The data –
PR #4444, opened 2026-09-20
[BugFix] Honor min_value=0 and max_value=0 in ParameterScheduler

Nicholas022400701:
## Description

`ParameterScheduler.__init__` (torchrl/data/replay_buffers/scheduler.py L45-46) stores the bounds as `min_value or float("-inf")` and `max_value or float("inf")`, so `min_value=0` and `max_value=0` are treated like the `None` default and silently dropped. With `StepScheduler(rb, "alpha", gamma=-0.2, mode="additive", min_value=0)` alpha is not clipped at 0: it reaches -0.1 on the third step and `PrioritizedSampler.alpha` raises `ValueError: alpha must be greater or equal than 0`. `beta` has no setter check, so it just goes negative.

This PR replaces the two `or` fallbacks with explicit `is not None` checks. Nothing else changes.

## Test

`test_parameter_scheduler_zero_bound` in test/rb/test_samplers.py runs a `StepScheduler` with `min_value=0` on alpha (0.5 -> 0.3 -> 0.1 -> 0.0 -> 0.0) and with `max_value=0` on beta, for a python float and a tensor parameter. On main all 4 cases fail (2 with the `ValueError` above, 2 with the wrong value), with this change they pass, and the existing `test_prioritized_parameter_scheduler` (32 cases) still passes.


vmoens (approved):
LGTM thanks for contributing

PR #4445, opened 2026-09-20
[BugFix] Drop the backend module from ParameterScheduler.state_dict

Nicholas022400701:
## Description

`ParameterScheduler.state_dict()` (torchrl/data/replay_buffers/scheduler.py L60-67) returns a copy of `self.__dict__` minus the sampler. `self.__dict__` also holds `self.backend`, which is the `numpy` or `torch` module itself, so `torch.save(scheduler.state_dict(), ...)` and `pickle.dumps(...)` raise `TypeError: cannot pickle 'module' object` for every `LinearScheduler`, `StepScheduler` and `LambdaScheduler`. The scheduler state can therefore not be checkpointed at all.

This PR drops the `backend` entry from `state_dict()` too. It is derived from the type of the initial parameter value, so a freshly constructed scheduler already has the right one and `load_state_dict` (a plain `__dict__.update`) keeps it. The docstring is updated to match.

## Test

`test_parameter_scheduler_state_dict` in test/rb/test_samplers.py steps a `StepScheduler` twice, saves its `state_dict` with `torch.save`, loads it into a second scheduler and checks the step count and the backend, for a python float and for a tensor parameter. Both cases fail on main with the `TypeError` above and pass with this change. The existing `test_prioritized_parameter_scheduler` (32 cases) still passes.


vmoens (approved):
LGTM thanks for contributing

Issue #4448, opened 2026-09-21
[Feature Request] Port TDMPC2 as a trainer


bsprenger:
## Motivation

[TD-MPC2](https://arxiv.org/abs/2310.16828) is one of the current state of the art algorithms for continuous control. It would be a great world model algorithm to include in torchRL's trainer framework, because:
- Unlike DreamerV3, it is decoder free
- It demonstrates state of the art performance on continuous control, outperforming models like DreamerV3 for single tasks
- It demonstrates state of the art performance on multi-task learning as well.

[The official repository](https://github.com/nicklashansen/tdmpc2) is easy to read and already uses pytorch, including some pieces of torchRL such as replay buffers.

I'm particularly interested to try this out on the Microduck environment for multi-task learning!

## Solution

Have a working trainer implementation of TD-MPC2, on a single task and state-based observations to start. Future work can add multi-task learning and pixel observations. The first implementation should just focus on getting the core pieces in place.

## Checklist

- [x] I have checked that there is no similar issue in the repo (**required**)

bsprenger:
I currently have a working branch for this, and will start opening a sequence of PRs to add each piece in isolation, so as to make reviews easier 🙏 stay tuned!

bsprenger:
I now have pushed all the PRs. I couldn't figure out how to diff each one against the previous, since these branches live in my own fork and not in the `upstream`. I'll rebase/retarget as they start getting merged so that it's easier to see what's new in each PR.

There are 8 PRs in total to fully implement the TD-MPC2 algorithm, trainer, and all config dataclasses:

#4449 
#4451 
#4452 
#4453 
#4454 
#4455 
#4456 
#4457 

I really hope that this stack makes it easier to review, but apologies in advance if this is actually more challenging, due to Github preventing diffing against a base that isn't in `upstream` 🙈

PR #4453, opened 2026-09-21
[Feature] Add TD-MPC2 Q-network ensemble

bsprenger:
## Description

> [!NOTE]
> This PR stacks on #4452 . I cannot find a good way to compare the diff against that base, since it is in my own fork.

This PR introduces the TD-MPC2 Q ensemble, which is a key part of the algorithm. The Q-ensemble consists of $N$ parallel Q-functions to compute TD targets during training of the model and to be used during the planning stage of the algorithm.

## Motivation and Context

This is the 4th PR in the chain intended to address #4448 . The Q-ensemble is described in depth in the [original paper](https://arxiv.org/pdf/2310.16828) and associated [implementation](https://github.com/nicklashansen/tdmpc2).

## Types of changes

## Checklist


torchrl/trainers/algorithms/tdmpc2.py
```diff
@@ -0,0 +1,409 @@
...
+    :meth:`forward` returns the logits of every Q-function. :meth:`reduce`
+    follows TD-MPC2's value-estimation rule by selecting two Q-functions at
+    random, decoding their logits, and taking either their minimum or average.
+    Online, detached, and target parameter sources are available for both
+    operations.
+
+    Args:
+        q_networks: Sequence of identically shaped single-network Q-functions.
+        num_bins: Number of categorical bins. ``0`` uses an identity output and
+            ``1`` uses a symmetric exponential output.
```
vmoens: Advertised num_bins modes are rejected.

The Q-ensemble documentation says 0 provides identity regression and 1 provides symlog regression, but the [constructor rejects both](https://github.com/pytorch/rl/pull/4453/files). The config factories and loss also only support categorical mode.

Either implement the documented/reference behavior or explicitly narrow the API and documentation to num_bins > 1.

bsprenger: I updated the documented behaviour. Thanks!

PR #4454, opened 2026-09-21
[Feature] Add TD-MPC2 loss module

bsprenger:
## Description

> [!NOTE]
> This PR stacks on #4453 . I cannot find a good way to compare the diff against that base, since it is in my own fork.
> Once it is merged, I will re-target this one to make the diff easier to read.

This PR introduces the core loss objective for the TD-MPC2 algorithm, porting over the logic into the trainer framework.

## Motivation and Context

5th PR in the chain to address #4448 .  The design of the loss is is described in depth in the [original paper](https://arxiv.org/pdf/2310.16828) and associated [implementation](https://github.com/nicklashansen/tdmpc2).

- [x] I have raised an issue to propose this change ([required](https://github.com/pytorch/rl/issues) for new features and bug fixes)

## Types of changes

What types of changes does your code introduce? Remove all that do not apply:

- [x] New feature (non-breaking change which adds core functionality)

## Checklist

Go over all the following points, and put an `x` in all the boxes that apply.
If you are unsure about any of these, don't hesitate to ask. We are here to help!

- [x] I have read the [CONTRIBUTION](https://github.com/pytorch/rl/blob/main/CONTRIBUTING.md) guide (**required**)
- [ ] My change requires a change to the documentation.
- [x] I have updated the tests accordingly (*required for a bug fix or a new feature*).
- [ ] I have updated the documentation accordingly.

PR #4455, opened 2026-09-21
[Feature] Add TD-MPC2 planner

bsprenger:
## Description

> [!NOTE]
> This PR stacks on #4454 . I cannot find a good way to compare the diff against that base, since it is in my own fork.

This PR introduces the central part of the TD-MPC2 algorithm: the planner module. The planner is responsible for rolling out candidate trajectories at inference time and planning which sequence of actions leads to the best outcome.

## Motivation and Context
6th PR in the chain to address #4448 . The planning algorithm is described in depth in the [original paper](https://arxiv.org/pdf/2310.16828) and associated [implementation](https://github.com/nicklashansen/tdmpc2).

## Types of changes

## Checklist


test/modules/test_tdmpc2.py
vmoens, line 1: Let's use test classes whenever we can + short test names

torchrl/trainers/algorithms/tdmpc2.py
vmoens, line 1: not sure modules/functionals really belong here.

Also another finding from Codex:

Evaluation-time exploration cannot be disabled.

The planner [always adds Gaussian noise to the selected action](https://github.com/pytorch/rl/pull/4455/files). The reference TD-MPC2 implementation skips this perturbation in evaluation mode. Add an explicit evaluation mode or respect TorchRL’s interaction type, with a regression test.

test/modules/test_tdmpc2.py
bsprenger: Done, I refactored the whole chain of PRs to use test classes and short names. These changes are folded into the commits on the PRs that introduced each feature.

torchrl/trainers/algorithms/tdmpc2.py
bsprenger: I moved the modules and helpers -- does the new layout look better to you? 

And nice find from Codex. I missed that because in the [official implementation here](https://github.com/nicklashansen/tdmpc2/blob/main/tdmpc2/evaluate.py#L80), the `evaluate.py` script actually does not set this eval mode. So I thought it was deprecated/unused. Looking closer , it is used in a few other places, so I added that here. Thanks!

To do – Look through the entries above and quote exactly the lines from the line with "vmoens: Advertised num_bins" to the line with "The Q-ensemble documentation", counting both of those lines.

Written answer –
vmoens: Advertised num_bins modes are rejected.

The Q-ensemble documentation says 0 provides identity regression and 1 provides symlog regression, but the [constructor rejects both](https://github.com/pytorch/rl/pull/4453/files). The config factories and loss also only support categorical mode.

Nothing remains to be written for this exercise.